17. General. The invalidity of any provision contained in the Agreement will not affect the validity of any other provision. This Agreement, together with any previous confidentiality agreement entered into between the parties, constitutes the entire agreement and understanding of the parties relating to the subject matter hereof. This Agreement supersedes all prior written and oral agreements and all other communications between the parties. Each party agrees that it shall have no remedies in respect of any representation or warranty (whether made innocently or negligently) that is not set out in this Agreement.

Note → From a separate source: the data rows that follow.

PR #5026, opened 2026-08-09
fix(monitoring): default cleanup cron

### LINKED ISSUE #4950: [Bug]: dokploy-monitoring crash-loops after remote server setup until Monitoring settings are saved
### Description

When a remote server is created and set up through Dokploy Cloud, the automatically created `dokploy-monitoring` container receives an empty cleanup cron expression:

```json
{
  "server": {
    "type": "Remote",
    "cronJob": "",
    "retentionDays": 2
  }
}
```

The monitoring process fails immediately with:

```text
Error starting metrics cleanup system: empty spec string
```

Because the container uses the `always` restart policy, it enters a permanent restart loop and no metrics are collected.

The container only starts working after opening the server's **Monitoring** settings and clicking **Save changes** once. The UI fills the empty value with `0 0 * * *`, saves it, and recreates the container with a valid configuration.

### Steps to reproduce

1. Add a new remote server in Dokploy Cloud.
2. Run the normal server setup process.
3. SSH into the remote server.
4. Check the monitoring container:

```bash
docker ps -a --filter name=dokploy-monitoring
docker logs dokploy-monitoring
```

5. Inspect its configuration:

```bash
docker inspect dokploy-monitoring \
  --format '{{range .Config.Env}}{{println .}}{{end}}'
```

The `METRICS_CONFIG` value contains:

```json
"cronJob": ""
```

The container repeatedly exits with code `1` and restarts.

### Current behavior

The monitoring container is created with an empty `cronJob`. The Go monitoring application passes this value to the cron parser, which returns `empty spec string`. The application then terminates.

This can continue indefinitely. On one affected server, the container accumulated more than 50,000 restarts and had apparently never collected metrics since it was created.

### Expected behavior

The automatic remote-server setup should always provide a valid default cron expression, for example:

```cron
0 0 * * *
```

A newly created remote server should start monitoring successfully without requiring the user to open the Monitoring settings and save them manually.

The monitoring application could also safely fall back to a default schedule when `cronJob` is missing or empty instead of terminating the entire service.

### Workaround

1. Open **Settings -> Servers**.
2. Select the affected remote server.
3. Open the **Monitoring** tab.
4. Set **Cron Job** to `0 0 * * *`.
5. Click **Save changes**.

After saving, Dokploy recreates the container and it runs normally.

### Suspected cause

The remote server schema currently defaults `metricsConfig.server.cronJob` to an empty string:

- `packages/server/src/db/schema/server.ts`

During Dokploy Cloud server setup, the existing metrics configuration is spread into the updated configuration, while only the token and callback URL are populated:

- `packages/server/src/setup/server-setup.ts`

That configuration is then passed unchanged to the monitoring container:

- `packages/server/src/setup/monitoring-setup.ts`

Finally, the monitoring process passes the empty value to `cron.AddFunc()` and treats the resulting error as fatal:

- `apps/monitoring/database/cleanup.go`
- `apps/monitoring/main.go`

The Monitoring settings UI already uses `0 0 * * *` as a fallback for an empty value, which explains why saving the settings once fixes the problem.

### Environment

- Dokploy Cloud
- Remote Linux servers
- Image: `dokploy/monitoring:latest`
- Observed on multiple remote-server monitoring deployments
- Observed on August 2, 2026

### Additional context

The log output above is intentionally redacted because the monitoring application logs the complete `METRICS_CONFIG`, including its authentication token.

soumajitgh:
## Summary

- default remote monitoring cleanup schedules to `0 0 * * *`
- backfill blank or whitespace-only persisted schedules through a migration
- normalize blank schedules during remote server setup and fall back safely in the monitoring service
- stop logging the token-bearing `METRICS_CONFIG` value

## Root cause

Remote server setup preserved the schema's empty `cronJob` default. The monitoring container passed that value to the cron parser, exited on the resulting error, and then crash-looped under its `always` restart policy.

## Validation

- `go test ./...` (from `apps/monitoring`)
- `pnpm -C apps/dokploy run typecheck`
- `pnpm exec biome check packages/server/src/db/schema/server.ts packages/server/src/setup/server-setup.ts`
- `git diff --check`

Closes #4950

<h3>Greptile Summary</h3>

The PR defaults blank remote-monitoring cleanup schedules to a daily midnight cron while preserving valid configured schedules and removing token-bearing configuration logs.
- Updates the server schema default and backfills blank or whitespace-only persisted schedules.
- Normalizes blank schedules during cloud remote-server setup.
- Adds a monitoring-service fallback and tests for empty and invalid schedules.
- Stops logging the complete `METRICS_CONFIG` environment value.

The PR appears safe to merge.

No blocking failure remains.

<sub>Reviews (2): Last reviewed commit: ["chore: remove superseded monitoring migr..."](https://github.com/dokploy/dokploy/commit/82420f9fcccaf6c863f582d44aab977117af81c6) | [Re-trigger Greptile](https://app.greptile.com/api/retrigger?id=51619767)</sub>

**Context used:**

- Knowledge Base — [Server Setup and Packaging](https://app.greptile.com/dokploy/-/custom-context/knowledge-base/dokploy/dokploy/-/docs/server-setup-and-packaging.md)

Buyer’s failure to insist on performance of any term or condition or to exercise any right or privilege shall not waive any such term, condition, right or privilege unless such waiver is set out in writing and signed by both parties. The Agreement may be amended or modified only by a written instrument separately signed by Buyer or Seller. Seller shall not subcontract, encumber or assign its rights and obligations under the Agreement, in whole or in part, without Buyer’s prior written consent. The provisions of Sections 5-9, 11, 12 and 17 survive termination of the Agreement. Nothing in the Agreement confers upon any person other than Seller and Buyer any right or remedy under or by reason of this Agreement. The Seller shall, at the request and cost of the Buyer, do or procure the doing of all such further acts, and execute or procure the valid execution of all such document, as may from time to time be necessary in the Buyer’s reasonable opinion to give full effect to this Agreement. All notices, requests, consents and other communications required or permitted to be delivered hereunder must be made in writing and delivered by facsimile or by hand, via overnight delivery service or by registered or certified mail, postage prepaid, to the address or facsimile number of the other party in the Purchase Order (or such other address or facsimile number as may be notified in writing by that party for these purposes). Notices shall be deemed to be received at the time at which it would have been delivered in the normal course of post, or in the case of facsimile, on the date on which the facsimile is transmitted by the sender according to the facsimile confirmation report.